**Records provided:**
+ + + +

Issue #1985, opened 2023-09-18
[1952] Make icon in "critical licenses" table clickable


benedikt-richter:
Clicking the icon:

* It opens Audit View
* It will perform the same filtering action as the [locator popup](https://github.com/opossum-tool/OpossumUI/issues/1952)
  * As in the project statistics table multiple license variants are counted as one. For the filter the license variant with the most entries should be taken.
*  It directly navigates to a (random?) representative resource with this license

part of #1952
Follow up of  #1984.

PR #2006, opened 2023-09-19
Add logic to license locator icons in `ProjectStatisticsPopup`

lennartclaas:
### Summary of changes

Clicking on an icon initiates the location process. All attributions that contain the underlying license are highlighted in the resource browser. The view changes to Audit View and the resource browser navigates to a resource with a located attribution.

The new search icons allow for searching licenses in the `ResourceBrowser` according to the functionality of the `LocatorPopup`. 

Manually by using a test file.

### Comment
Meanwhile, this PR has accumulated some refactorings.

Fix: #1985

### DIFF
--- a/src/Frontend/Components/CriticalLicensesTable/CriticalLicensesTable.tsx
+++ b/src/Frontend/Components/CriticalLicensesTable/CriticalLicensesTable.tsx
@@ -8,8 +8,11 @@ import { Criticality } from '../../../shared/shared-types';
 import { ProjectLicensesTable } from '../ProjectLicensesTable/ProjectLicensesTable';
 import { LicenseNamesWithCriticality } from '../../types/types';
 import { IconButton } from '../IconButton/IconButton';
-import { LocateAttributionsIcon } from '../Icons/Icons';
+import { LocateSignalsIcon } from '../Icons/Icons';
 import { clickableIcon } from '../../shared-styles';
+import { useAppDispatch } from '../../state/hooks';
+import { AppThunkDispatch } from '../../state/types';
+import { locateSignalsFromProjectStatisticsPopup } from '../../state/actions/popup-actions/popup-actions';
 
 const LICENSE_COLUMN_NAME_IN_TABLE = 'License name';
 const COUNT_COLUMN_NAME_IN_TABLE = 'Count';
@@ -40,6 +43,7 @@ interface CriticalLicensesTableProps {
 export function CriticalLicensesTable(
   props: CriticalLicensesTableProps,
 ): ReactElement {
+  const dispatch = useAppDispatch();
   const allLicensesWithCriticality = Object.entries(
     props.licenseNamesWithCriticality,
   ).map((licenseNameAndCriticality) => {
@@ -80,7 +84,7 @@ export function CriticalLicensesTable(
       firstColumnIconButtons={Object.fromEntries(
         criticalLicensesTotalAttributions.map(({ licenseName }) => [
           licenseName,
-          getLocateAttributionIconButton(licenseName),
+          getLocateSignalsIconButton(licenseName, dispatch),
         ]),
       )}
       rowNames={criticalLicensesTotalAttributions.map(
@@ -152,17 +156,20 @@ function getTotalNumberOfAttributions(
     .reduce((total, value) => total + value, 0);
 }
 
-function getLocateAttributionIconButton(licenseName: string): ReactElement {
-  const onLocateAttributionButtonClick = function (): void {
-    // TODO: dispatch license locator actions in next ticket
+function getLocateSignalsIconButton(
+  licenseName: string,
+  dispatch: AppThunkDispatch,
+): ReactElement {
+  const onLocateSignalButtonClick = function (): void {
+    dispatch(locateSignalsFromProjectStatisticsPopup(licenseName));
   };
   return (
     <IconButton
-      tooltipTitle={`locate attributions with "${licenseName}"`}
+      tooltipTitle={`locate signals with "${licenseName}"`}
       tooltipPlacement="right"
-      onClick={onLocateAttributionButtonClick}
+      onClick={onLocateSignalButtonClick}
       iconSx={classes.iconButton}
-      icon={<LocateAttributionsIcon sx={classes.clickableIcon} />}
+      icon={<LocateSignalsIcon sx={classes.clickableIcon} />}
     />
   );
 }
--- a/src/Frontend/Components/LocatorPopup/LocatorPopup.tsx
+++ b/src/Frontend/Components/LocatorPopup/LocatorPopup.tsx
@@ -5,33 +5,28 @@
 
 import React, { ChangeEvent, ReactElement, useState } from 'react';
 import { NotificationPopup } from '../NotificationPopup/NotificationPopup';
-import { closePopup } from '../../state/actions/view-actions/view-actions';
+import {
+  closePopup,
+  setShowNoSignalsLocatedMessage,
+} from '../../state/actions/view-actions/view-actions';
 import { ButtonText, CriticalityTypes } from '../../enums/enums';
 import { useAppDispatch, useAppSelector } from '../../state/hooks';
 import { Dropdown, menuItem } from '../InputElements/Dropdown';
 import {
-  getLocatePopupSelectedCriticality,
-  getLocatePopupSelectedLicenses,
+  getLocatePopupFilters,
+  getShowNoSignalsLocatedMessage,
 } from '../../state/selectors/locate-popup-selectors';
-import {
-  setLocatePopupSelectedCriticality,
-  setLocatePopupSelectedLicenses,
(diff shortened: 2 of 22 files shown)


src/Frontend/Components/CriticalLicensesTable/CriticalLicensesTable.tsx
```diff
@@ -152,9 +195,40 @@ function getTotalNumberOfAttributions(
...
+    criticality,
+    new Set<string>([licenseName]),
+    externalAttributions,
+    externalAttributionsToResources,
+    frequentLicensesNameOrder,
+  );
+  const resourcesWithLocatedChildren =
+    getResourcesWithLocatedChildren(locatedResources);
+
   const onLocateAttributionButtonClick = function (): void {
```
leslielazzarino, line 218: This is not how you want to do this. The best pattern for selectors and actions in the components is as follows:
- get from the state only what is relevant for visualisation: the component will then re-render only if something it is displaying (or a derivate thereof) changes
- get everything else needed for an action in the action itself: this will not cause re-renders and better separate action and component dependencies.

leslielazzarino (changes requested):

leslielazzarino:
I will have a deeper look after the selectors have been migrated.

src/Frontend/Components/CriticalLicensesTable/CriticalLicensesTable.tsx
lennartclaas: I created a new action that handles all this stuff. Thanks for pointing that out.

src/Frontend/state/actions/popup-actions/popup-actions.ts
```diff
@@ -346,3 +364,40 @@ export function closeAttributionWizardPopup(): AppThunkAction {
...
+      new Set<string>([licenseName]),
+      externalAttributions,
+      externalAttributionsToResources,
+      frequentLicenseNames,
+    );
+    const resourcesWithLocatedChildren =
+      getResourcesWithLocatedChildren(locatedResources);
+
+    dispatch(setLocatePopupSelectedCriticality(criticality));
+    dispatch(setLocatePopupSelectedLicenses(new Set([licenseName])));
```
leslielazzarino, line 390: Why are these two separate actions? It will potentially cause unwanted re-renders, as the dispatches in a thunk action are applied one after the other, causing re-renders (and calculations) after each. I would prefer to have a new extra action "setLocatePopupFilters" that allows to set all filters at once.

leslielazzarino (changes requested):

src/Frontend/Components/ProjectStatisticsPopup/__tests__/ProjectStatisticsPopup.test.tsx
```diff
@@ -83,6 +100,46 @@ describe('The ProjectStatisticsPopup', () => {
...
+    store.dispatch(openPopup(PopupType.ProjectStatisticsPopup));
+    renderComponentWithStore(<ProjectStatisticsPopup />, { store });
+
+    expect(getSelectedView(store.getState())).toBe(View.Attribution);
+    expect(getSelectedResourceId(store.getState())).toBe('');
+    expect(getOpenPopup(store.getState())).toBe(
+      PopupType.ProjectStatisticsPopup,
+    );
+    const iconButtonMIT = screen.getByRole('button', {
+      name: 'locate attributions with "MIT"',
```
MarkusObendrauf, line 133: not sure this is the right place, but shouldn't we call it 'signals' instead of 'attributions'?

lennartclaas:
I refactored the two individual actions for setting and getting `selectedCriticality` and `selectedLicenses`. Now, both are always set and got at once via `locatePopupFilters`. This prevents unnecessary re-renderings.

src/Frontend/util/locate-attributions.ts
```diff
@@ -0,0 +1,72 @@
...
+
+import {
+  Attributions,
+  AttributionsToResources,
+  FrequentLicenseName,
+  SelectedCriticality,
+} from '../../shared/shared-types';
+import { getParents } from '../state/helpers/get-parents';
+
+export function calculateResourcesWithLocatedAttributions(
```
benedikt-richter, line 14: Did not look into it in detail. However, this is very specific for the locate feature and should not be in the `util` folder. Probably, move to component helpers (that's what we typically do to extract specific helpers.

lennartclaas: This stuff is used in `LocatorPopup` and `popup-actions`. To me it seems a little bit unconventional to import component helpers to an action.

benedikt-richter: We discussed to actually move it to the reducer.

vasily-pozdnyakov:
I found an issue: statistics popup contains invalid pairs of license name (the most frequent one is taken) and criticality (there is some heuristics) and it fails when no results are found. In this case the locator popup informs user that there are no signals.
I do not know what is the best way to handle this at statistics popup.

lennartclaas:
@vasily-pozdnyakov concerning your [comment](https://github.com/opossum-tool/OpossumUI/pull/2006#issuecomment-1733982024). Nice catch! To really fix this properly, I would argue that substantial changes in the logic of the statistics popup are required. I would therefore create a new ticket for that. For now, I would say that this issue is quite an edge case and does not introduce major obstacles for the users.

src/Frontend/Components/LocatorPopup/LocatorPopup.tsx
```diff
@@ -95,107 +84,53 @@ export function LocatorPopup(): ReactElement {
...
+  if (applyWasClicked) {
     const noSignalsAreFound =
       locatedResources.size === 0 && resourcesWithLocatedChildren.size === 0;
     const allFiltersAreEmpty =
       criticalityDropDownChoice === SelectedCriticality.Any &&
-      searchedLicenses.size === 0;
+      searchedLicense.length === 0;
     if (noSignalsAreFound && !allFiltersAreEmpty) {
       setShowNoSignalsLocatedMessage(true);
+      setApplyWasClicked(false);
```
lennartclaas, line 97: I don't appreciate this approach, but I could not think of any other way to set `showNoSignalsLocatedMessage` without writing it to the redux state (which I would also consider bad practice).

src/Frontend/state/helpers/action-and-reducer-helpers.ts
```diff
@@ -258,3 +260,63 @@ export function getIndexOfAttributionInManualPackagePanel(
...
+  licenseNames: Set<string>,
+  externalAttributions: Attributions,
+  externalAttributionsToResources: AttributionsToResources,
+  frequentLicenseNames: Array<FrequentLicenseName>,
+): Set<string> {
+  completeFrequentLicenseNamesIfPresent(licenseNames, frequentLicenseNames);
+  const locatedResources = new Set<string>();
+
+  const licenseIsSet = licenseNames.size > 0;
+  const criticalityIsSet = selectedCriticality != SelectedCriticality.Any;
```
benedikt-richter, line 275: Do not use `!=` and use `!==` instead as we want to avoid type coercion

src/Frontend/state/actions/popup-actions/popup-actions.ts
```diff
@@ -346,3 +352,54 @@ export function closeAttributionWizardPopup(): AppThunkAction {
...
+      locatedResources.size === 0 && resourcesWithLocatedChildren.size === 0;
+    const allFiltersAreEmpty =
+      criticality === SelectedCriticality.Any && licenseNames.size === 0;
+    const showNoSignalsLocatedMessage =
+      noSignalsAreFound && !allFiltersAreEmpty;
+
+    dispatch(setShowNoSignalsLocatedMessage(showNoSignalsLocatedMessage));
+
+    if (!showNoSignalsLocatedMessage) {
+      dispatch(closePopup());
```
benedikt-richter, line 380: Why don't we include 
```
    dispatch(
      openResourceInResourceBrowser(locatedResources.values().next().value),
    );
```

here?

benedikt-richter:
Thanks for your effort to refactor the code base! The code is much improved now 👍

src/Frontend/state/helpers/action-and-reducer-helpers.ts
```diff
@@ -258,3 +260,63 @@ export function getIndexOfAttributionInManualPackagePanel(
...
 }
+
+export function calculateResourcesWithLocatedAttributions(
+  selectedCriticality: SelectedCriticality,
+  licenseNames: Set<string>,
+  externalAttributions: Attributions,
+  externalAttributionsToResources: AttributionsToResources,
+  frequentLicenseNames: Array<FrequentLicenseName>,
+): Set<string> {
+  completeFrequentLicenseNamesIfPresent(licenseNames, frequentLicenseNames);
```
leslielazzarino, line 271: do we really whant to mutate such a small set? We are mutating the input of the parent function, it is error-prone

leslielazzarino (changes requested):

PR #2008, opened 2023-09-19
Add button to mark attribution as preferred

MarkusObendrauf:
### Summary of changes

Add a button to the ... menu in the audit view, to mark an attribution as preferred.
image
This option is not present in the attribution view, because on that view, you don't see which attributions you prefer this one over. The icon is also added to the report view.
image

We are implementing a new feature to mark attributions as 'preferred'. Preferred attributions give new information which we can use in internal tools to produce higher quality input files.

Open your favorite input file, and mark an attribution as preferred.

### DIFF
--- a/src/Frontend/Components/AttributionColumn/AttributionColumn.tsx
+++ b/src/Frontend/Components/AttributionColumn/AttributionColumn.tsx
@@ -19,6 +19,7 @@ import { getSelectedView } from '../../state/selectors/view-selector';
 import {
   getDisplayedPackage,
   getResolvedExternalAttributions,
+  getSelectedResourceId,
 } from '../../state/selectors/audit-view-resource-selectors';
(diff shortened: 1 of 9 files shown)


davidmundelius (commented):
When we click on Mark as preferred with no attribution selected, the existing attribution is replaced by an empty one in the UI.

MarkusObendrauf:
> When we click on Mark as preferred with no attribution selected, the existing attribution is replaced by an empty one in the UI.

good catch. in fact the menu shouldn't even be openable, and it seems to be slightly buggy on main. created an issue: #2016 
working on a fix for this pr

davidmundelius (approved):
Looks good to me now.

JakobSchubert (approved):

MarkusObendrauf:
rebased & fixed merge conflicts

+ + + +

Search the listing above for the string "best" and copy each line that has it.

leslielazzarino, line 218: This is not how you want to do this. The best pattern for selectors and actions in the components is as follows:
I do not know what is the best way to handle this at statistics popup.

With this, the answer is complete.